----- Original Message -----
From: "orion" <[EMAIL PROTECTED]>
To: <[EMAIL PROTECTED]>
Sent: Tuesday, January 08, 2002 7:17 AM
Subject: orion V2001 #67


>
> orion            Tuesday, January 8 2002            Volume 2001 : Number 067
>
>
>
>
> ----------------------------------------------------------------------
>
> Date: Mon, 7 Jan 2002 11:25:13 EST
> From: [EMAIL PROTECTED]
> Subject: Re: orion-list Definition of Essenes (and Suidas)
>
> Dear George,
>
>     I wrote:
>
> >  "one would have to provide credible evidence that Epiphanius or the
> >  Suidas had accurate knowledge of the  Essenes. Indeed, this is also a
> >  requirement for Josephus, Philo and Pliny ..."
>
>     And let me add:
>     One can't simply assume that any ancient reference to the Essenes is
> accurate - even in the case of Josephus, etc.  I'm not saying the possibility
> that the Suda presents authentic is to be automatically excluded, just that
> it needs to be argued, and appears on the surface to be unlikely, given that
> it dates c. 1000 CE.  Epiphanius, also a late witness, seems only slightly
> less unlikely as a source of useful information.
>
>     You replied (in part):
>
> >  I think it is rather far-fetched that the Suidas editor(s) deliberately
> >  INVENTED the story of the Rechabite origins of the Essenes.
>
>      I don't believe the author of the Suda invented the tradition linking
> the Essenes and the Rechabites.  Rather, they relied here (as throughout the
> Suda) on older literary sources.  In my opinion the tradition grew as follows:
>     (1) Christian sources starting with Eusebius noted the semblance between >
Philo's Therapeutae and Essenes and the Christian monastic tradition (which >
began a century or two after the apparent demise of the Essenes); these
> Church Fathers (incorrectly) speculated / theorized / decided that the
> Essenes were proto-Christian aescetics based on the similarity.  This is
> already known to a certainty.

I'd like to know your source for that view.  It could be a powerful tool
in seeing what shaped the Torah post 70 CE.

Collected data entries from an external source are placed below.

PR #21, opened 2021-01-08
Rename LSP support

BladeMF:
I am creating this PR so we can discuss the code. It's not going to get any better if I wait longer :-)

The code works by using _Find all references_ to find everything that can be renamed.
1. **Rename type**. If type has the same name as the file, **rename the file**.
2. **Rename local variable**.
3. **Rename method**.

https://github.com/phpactor/phpactor/issues/1140


.gitignore
```diff
@@ -5,3 +5,4 @@
 /composer.lock
 /.php_cs.cache
 /.phpbench
+/.vscode
```
dantleech, line 8: this has now been added to all phpactor packages

composer.json
```diff
@@ -62,6 +62,8 @@
             "Phpactor\\Extension\\LanguageServer\\Tests\\": "tests/LanguageServer/",
             "Phpactor\\Extension\\LanguageServerCompletion\\Tests\\": "tests/LanguageServerCompletion/",
             "Phpactor\\Extension\\LanguageServerReferenceFinder\\Tests\\": "tests/LanguageServerReferenceFinder/",
+            "Phpactor\\Extension\\LanguageServerRename\\Tests\\": "tests/LanguageServerRename/",
+            "Phpactor\\Extension\\LanguageServerSelectionRange\\Tests\\": "tests/LanguageServerSelectionRange/",
```
dantleech, line 66: added in error?

lib/LanguageServerHover/Handler/HoverHandler.php
```diff
@@ -176,7 +176,7 @@ private function renderMember(SymbolContext $symbolContext): string
     private function renderFunction(SymbolContext $symbolContext): string
     {
         $name = $symbolContext->symbol()->name();
-        $function = $this->reflector->reflectFunction($name);
+        $function = $this->reflector->reflectFunction((string)$symbolContext->name());
```
dantleech: no need for a type cast. the WR API can accept either `Name` or `string`

lib/LanguageServerRename/LanguageServerRenameExtension.php
```diff
@@ -0,0 +1,49 @@
...
+    /**
+     * {@inheritDoc}
+     */
+    public function load(ContainerBuilder $container)
+    {
+        $container->register(RenameHandler::class, function (Container $container) {
+            return new RenameHandler(
+                $container->get(LanguageServerExtension::SERVICE_SESSION_WORKSPACE),
+                new Parser(),
+                new Renamer(
```
dantleech: Extract this to separate service

lib/LanguageServerRename/LanguageServerRenameExtension.php
```diff
@@ -0,0 +1,49 @@
...
+{
+    /**
+     * {@inheritDoc}
+     */
+    public function load(ContainerBuilder $container)
+    {
+        $container->register(RenameHandler::class, function (Container $container) {
+            return new RenameHandler(
+                $container->get(LanguageServerExtension::SERVICE_SESSION_WORKSPACE),
+                new Parser(),
```
dantleech: use `$container->get('worse_reflection.tolerant_parser')` : this service should be exposed via. a constant `SERVICE_TOLERANT_PARSER` but it's not. This is better than `new Parser` as it's a caching version.

lib/LanguageServerRename/Model/NodeUtils.php
```diff
@@ -0,0 +1,120 @@
...
+            PositionConverter::intByteOffsetToPosition($token->getStartPosition(), $document),
+            PositionConverter::intByteOffsetToPosition($token->getEndPosition(), $document)
+        );
+    }
+
+    public function getNodeNameToken(Node $node, ?string $name = null): ?Token
+    {
+        if ($node instanceof MethodDeclaration) {
+            return $node->name;
+        } elseif ($node instanceof ClassDeclaration) {
```
dantleech: all the `else` here are redundant as we `return` can replace with multiple `if` statements.

lib/LanguageServerRename/Model/NodeUtils.php
```diff
@@ -0,0 +1,120 @@
...
+class NodeUtils
+{
+    public function getNodeNameText(Node $node, string $documentContent): ?string
+    {
+        $token = $this->getNodeNameToken($node);
+        if ($token === null) {
+            return null;
+        }
+        $text = (string)$token->getText($documentContent);
+        if(mb_substr($text, 0, 1) == '$')
```
dantleech: this is specific to properties probably, and this logic should be with the property logic.

lib/LanguageServerRename/Model/Renamer.php
```diff
@@ -0,0 +1,314 @@
...
+        if ($this->canRenameNode($node)) {
+            return $this->nodeUtils->getNodeNameRange($node);
+        }
+
+        return null;
+    }
+
+    public function rename(TextDocumentItem $textDocument, Position $position, string $newName): ?WorkspaceEdit
+    {
+        [$offset, $node] = $this->documentAndPositionToNodeAndOffset($textDocument, $position);
```
dantleech: this method doesn't need to do two things. you can extract the offset independently above this line.

lib/LanguageServerRename/Handler/RenameHandler.php
```diff
@@ -0,0 +1,70 @@
...
+        return [
+            PrepareRenameRequest::METHOD => 'prepareRename',
+            RenameRequest::METHOD => 'rename',
+        ];
+    }
+
+    public function rename(RenameParams $params): Promise
+    {
+        return \Amp\call(function () use ($params) {
+            return $this->renamer->rename($this->workspace->get($params->textDocument->uri), $params->position, $params->newName);
```
dantleech, line 48: the `Renamer` needs to return a `Promise`, in which case this would look like `return yield $this->renamer->rename(...)`

lib/LanguageServerRename/Model/Renamer.php
```diff
@@ -0,0 +1,314 @@
...
+                    'Reference find stopped, %s/%s references confirmed but took too long (%s/%s seconds).',
+                    count($locations),
+                    $count,
+                    number_format(microtime(true) - $start, 2),
+                    $this->timeoutSeconds
+                ));
+                return $this->locationsToWorkspaceEdit($locations, $oldName, $newName);
+            }
+
+            // I can't see how I can yield here.
```
dantleech: the public `rename` method needs to return a `Promise` and this method needs to be a [co-routine](https://amphp.org/amp/coroutines/). Basically you need to wrap it in `call`:

```
/**
 * @return Promise<WorkspaceEdit|null>
 */
private function doRename($1, $2): Promise
{
    return call(function () use ($1, $2) {
        // ...
        yield delay(0); // maybe nicer to use the function rather than the class.
    });
}
```

lib/LanguageServerRename/Model/Renamer.php
```diff
@@ -0,0 +1,314 @@
...
+    
+    private function renameNode(TextDocument $phpactorDocument, ByteOffset $offset, Node $node, string $oldName, string $newName): ?WorkspaceEdit
+    {
+        if (empty($oldName)) {
+            return null;
+        }
+        $locations = [];
+        try {
+            $potentialLocation = $this->definitionLocator->locateDefinition($phpactorDocument, $offset);
+            $locations[] = new Location($potentialLocation->uri(), $potentialLocation->offset());
```
dantleech: the finder should also find this location, why do we do it here? (probably not a good idea to use the definition locator here, which may do more than we want and shouldn't be coupled to this service)

lib/LanguageServerRename/Model/Renamer.php
```diff
@@ -0,0 +1,314 @@
...
+        $this->parser = $parser;
+        $this->definitionLocator = $definitionLocator;
+        $this->finder = $finder;
+        $this->clientApi = $clientApi;
+        $this->workspace = $workspace;
+        $this->renameVariable = $renameVariable;
+        $this->nodeUtils = $nodeUtils;
+    }
+
+    public function prepareRename(TextDocumentItem $textDocument, Position $position): ?Range
```
dantleech, line 95: public APIs should accept Phpactor documents, in this case the text document and range from the Phpactor `phpactor/text-document` library. This would enable us to use this service outside of the LS (CLI / RPC)

lib/LanguageServerRename/Model/Renamer.php
```diff
@@ -0,0 +1,314 @@
...
+        return $this->locationsToWorkspaceEdit($locations, $oldName, $newName);
+    }
+
+    private function documentAndPositionToNodeAndOffset(TextDocumentItem $textDocument, Position $position): array
+    {
+        $offset = PositionConverter::positionToByteOffset($position, $textDocument->text);
+        
+        $rootNode = $this->parser->parseSourceFile($textDocument->text);
+        $node = $rootNode->getDescendantNodeAtPosition($offset->toInt());
+        return [$offset, $node];
```
dantleech: This method can simply reutrn `Node` if we remove the offset responsiblity

lib/LanguageServerRename/Model/Renamer.php
```diff
@@ -0,0 +1,314 @@
...
+    {
+        $edits = [];
+        $rename = null;
+        $documentContent = $this->getDocumentText($documentUri);
+        $rootNode = $this->parser->parseSourceFile($documentContent);
+        foreach ($locations as $location) {
+            /** @var Location $location */
+            $node = $rootNode->getDescendantNodeAtPosition($location->offset()->toInt());
+            
+            if(($r = $this->renameFileIfNeeded($node, $documentUri, $oldName, $newName)) !== null){
```
dantleech: would be happy if we removed the file-rename functionality for now, this is a more complex topic I think. Let's concentrate on a smaller set of features.

lib/LanguageServerRename/Model/Renamer.php
```diff
@@ -0,0 +1,314 @@
...
+                    new Range(
+                        $position,
+                        new Position($position->line, $position->character + mb_strlen($oldName))
+                    ),
+                    $newName
+                );
+            }
+        }
+
+        return [ $edits, $rename ];
```
dantleech: if we remove renmae file then this becomes returns only TextEdits

dantleech (commented):
Great that you've achieved what you have so far.

In general I think this is looking good, I want to suggest a different architetcture though:

```
Model\Rename.php // main class
Model\Renamer.php // interface
Model\Renamer\VariableRenamer.php
Model\Renamer\ClassLikeRenamer.php
Model\Renamer\MethodRenamer.php
```

This could be implemented by the `Rename` service having a collection of `Rename` instances, resolving the appropriate renamer for the node:

```php
$this->resolveRenamer($node)->rename(...);
```

```php
private function resolveRenamer(Node $node): Renamer
{
    foreach ($this->renamers as $renamer) {
        if (!$renamer->supports($node)) {
            continue;
        }
        return $renamer;
    }

    throw new CouldNotFindRenamer(sprintf('Could not find renamer for node "%s"', get_class($node));
}
```

We can start with _only_ implementing `VariableRenamer`: this will allow us to merge and build a solid base for implementing the remaining functionality - some of which is not trivial (e.g. class renaming aka. class _moving_)

some other comments:

- The _public_ API for the `Rename` service should accept the Phpactor value objects (`Phpactor\...\TextDocument` etc) ...
- ... as the `Renamer` class may be split into it's own "package" or otherwise extracted so that it can be used by the CLI and the legacy RPC implementation _at a later date_.

Some of the coding-standard is not what I'd expect - not sure if the CS fixer is working or not.

BladeMF:
Thank you for your notes and ideas! I appreciate your time with this.

Just so I am sure I understand your idea correctly, let me try to explain how it _currently_ works and then we can get to me understanding _your_ idea.

### How it currently works
1. Use the current `DefinitionLocator` to locate the definition using the current offset
2. Use the current `ReferenceFinder` to locate all the references at the current offset
3. Collect all the locations and group them by document
4. For each document, for each location:
4.1. Check if file needs renaming (are we renaming a type with the same name as the file?)
4.2. Get the precise range for each edit
5. Create a `WorkspaceEdit` object.

### Your idea
While I agree that class moving should be somewhere in there, I have trouble seeing how we can use this architecture while using `DefinitionLocator`, `ReferenceFinder` because they currently implement the task of splitting between class, members variables and methods and variables. 

Can you please elaborate more on how the above logic will go into three classes as it does not cite classes or members or variables with the exception of when deciding whether to rename the file. Do you want to reimplement the same reference finding logic in `VariableRenamer`, `ClassRenamer` and `MethodRenamer` or am I misunderstanding you?

composer.json
BladeMF: Not really, otherwise "Fix namespace..." didn't work properly.

lib/LanguageServerRename/LanguageServerRenameExtension.php
BladeMF: What do you mean?

lib/LanguageServerRename/Model/Renamer.php
BladeMF: I agree, but the `ReferenceFinder` doesn't return the definition. I took this code from the "Find all references" hander.

lib/LanguageServerRename/LanguageServerRenameExtension.php
dantleech: This should be registered independently:

```
$conatiner->register(Rename::class, function (Container) {
    return new Renamer( ... );
});
```

composer.json
BladeMF: I needed that and composer install (supposedly to update the autoloader) for it to work. The other namespace I added I think you've missed because tests have weird namespace (note the missing starting letter of Selection):
```php
namespace Phpactor\Extension\LanguageServer\Tests\electionRange\Unit\Model;
```

lib/LanguageServerRename/Model/NodeUtils.php
BladeMF: No, it includes variables as well. Putting it here enforces it as a policy - we don't show the `$` in the rename box and we don't expect it in the new name.

lib/LanguageServerRename/Model/Renamer.php
BladeMF: This logic will not survive anyway, but I agree.

lib/LanguageServerRename/Handler/RenameHandler.php
BladeMF: I agree, let's see how it turns out.

lib/LanguageServerRename/Model/Renamer.php
BladeMF: Yep, for the next version.

lib/LanguageServerRename/Model/Renamer.php
BladeMF: What do you mean, 'more complex'? Specifically renaming when renaming the class itself is pretty straight-forward - either they have the same name or they don't (unless I am missing something). The other way around is the complicated bit, I think - when the class file is being moved..

lib/LanguageServerRename/Model/Renamer.php
BladeMF: That is going to be reworked completely (we'd be returning `RenameResult`s) so no need to clear that now, I think.

lib/LanguageServerRename/Model/NodeUtils.php
dantleech: Right, but this is rule only applies to variables and properties so should only apply there I think.

lib/LanguageServerRename/Model/Renamer.php
dantleech: I mean it will spiral out of control probably. If we focus on a single feature then we can be happy with it faster and merge it, then see about other features.

BladeMF: I am inclined to agree, although I'd be happy to hear the scenario you imagine.

dantleech: Off the top of my head the class moving stuff:

- Rename is moving.
- Moving is moving a file - finding out where that file should live depending on the namespace (Phpactor already has a solution for this problem)
- The current Phpactor implementation moves the file in GiT too (via. the source code filesystem)
- Dealing with class / trait / blah / aliases is always fun.
- The current RPC handler for move will also move any related test files.

There will always be more complexity that will take you by surprise.

For the member (constant,property,method) renaming etc. it may  be simpler, but the logic still differs from local variables considerably (no need to worry about scope etc).

In fact, member renaming may even be the easiest thing, but there again there are subtle differences between the members (as with the `$`)

weeman1337:
This one seems to be replaced by #24 ? Could it then be closed?

dantleech:
yes, this has been extracted and implemented in other PRs :)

>     (2) At some later point some church father also (incorrectly) speculated
> / theorized / decided that the semi-aescetic Rechabites also belonged in the
> ascetic "lineage" and made them the ancestor of the Christian-Essenes,
> based solely on their description in Jer. 35.  This is my hypothesis.
>     (3) Centuries later the Suda draws on that last-mentioned (unidentified)
> church father as fact.

Ah so. . .

>     (4) Centuries later certain (unidentified) scrolls researchers drew on
> the Suda as (possible) fact.  ;-)
>     The trick is identifying (2).  The fact that the alleged Rechabite origin
> of the Therapeutae-Essene(-Christians) is known no Jewish source
> (Josephus, Pliny), no Classical author (Pliny), and no Christian source
> (Eusebius, Epiphanius, Gregory of Nyssa, Sozomen) down to c. 400
> is best explained by the Rechabite theory first being proposed sometime
> 400-1000 CE.
>     My best educated guess, based on reading D. Rudin's _Philo in Early
> Christian Literature:  A Survey_ (Minneapolis:  Fortress Press, 1993),
> especially pp. 227-231, is that it was John Cassian (c. 360-435 BCE), whose >
book De institutis coenobiorum creatively (and incorrectly) traced the
> history of the monastic Cenobite order of Egypt at least as far back as
> Mark's church in Egypt.  I'd like to see if he mentioned the Rechabites, but
> I haven't been able to get hold of it locally.  If not John Cassian, perhaps
> some other even lesser-known writer on the history of Christian aescetics,
> IMO.  That some fairly late church father made the intuitive connection via
> Jer. 35 seems to me reasonable and accounts for the fact that the Rechabite
> origin of the Therapeutae was not known to Josephus, Philo, or any other
> actual contemporaries of the Essenes.

Interesting, but Jer. 35 is not known for certain before 900 CE is it?
It wasn't at Qumran or am I wrong?

>     The alternative is that some unknown source (c. 400-1000 CE?)
> somehow discovered that the Essenes (c. 25 BCE, maybe 100 BCE)
> originated with the Rechabites (c. 500 BCE).  How this discovery was first
> made at such a late date seems inexplicable to me - unless by creative
> exegesis from Jer. 35.

Again, what mss. of Jer. 35 do we have that would allow such being
done.

Perhaps I'm skating on very thin ice - a local hazard this year.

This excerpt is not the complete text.